Problem to work on: For the word "seems", search the records and show each line in which it occurs.

Collected data
PR #1154, opened 2017-02-23
prevents child relationship when parent is owned by a different depositor

revgum:
First step in surfacing a fix for Sufia Issue 3042: https://github.com/projecthydra/sufia/issues/3042

### DIFF
--- a/app/actors/curation_concerns/actors/add_to_work_actor.rb
+++ b/app/actors/curation_concerns/actors/add_to_work_actor.rb
@@ -22,13 +22,17 @@ module CurationConcerns
             work.save
           end
 
-          # add to new
+          # add to new so long as the depositor for the parent and child matches, otherwise inject an error
           (new_work_ids - curation_concern.in_works_ids).each do |work_id|
             work = ::ActiveFedora::Base.find(work_id)
-            work.ordered_members << curation_concern
-            work.save
+            if work.depositor != curation_concern.depositor
+              curation_concern.errors[:in_works_ids] << "Works can only be related to each other if they were deposited by the same user."
+            else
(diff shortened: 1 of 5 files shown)


revgum:
@vantuyls @straleyb and I worked a bit and explored how to try and address this using a validator, but they fired before the actors ran. The `AddToWorkActor` is responsible for persisting the relationship from parent to child.. and it was found that we can inject errors on the `curation_concern` to propagate them to the front-end. So this PR seems like the cleanest approach to getting validation as a byproduct of this persist.

It wasn't clear how else to accomplish this functionality without what seems like significantly reworking what and how the actor operates in conjunction with validations on the backend.

app/actors/curation_concerns/actors/add_to_work_actor.rb
```diff
@@ -22,13 +22,17 @@ def add_to_works(new_work_ids)
             work.save
           end
 
-          # add to new
+          # add to new so long as the depositor for the parent and child matches, otherwise inject an error
           (new_work_ids - curation_concern.in_works_ids).each do |work_id|
             work = ::ActiveFedora::Base.find(work_id)
-            work.ordered_members << curation_concern
-            work.save
+            if work.depositor != curation_concern.depositor
```
mjgiarlo: This line may come back to bite us, especially for folks with use cases where all depositors (in effect) share ownership of all objects. Thinking here of how Princeton and IU use CC. Ping @tpendragon @escowles 

I wonder if we should do an ability check here (delegating this responsibility to our Ability models and underlying hydra-access-controls code that knows how to inspect `edit_users` and `edit_groups`) instead of comparing depositors.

Answer below:
@vantuyls @straleyb and I worked a bit and explored how to try and address this using a validator, but they fired before the actors ran. The `AddToWorkActor` is responsible for persisting the relationship from parent to child.. and it was found that we can inject errors on the `curation_concern` to propagate them to the front-end. So this PR seems like the cleanest approach to getting validation as a byproduct of this persist.
It wasn't clear how else to accomplish this functionality without what seems like significantly reworking what and how the actor operates in conjunction with validations on the backend.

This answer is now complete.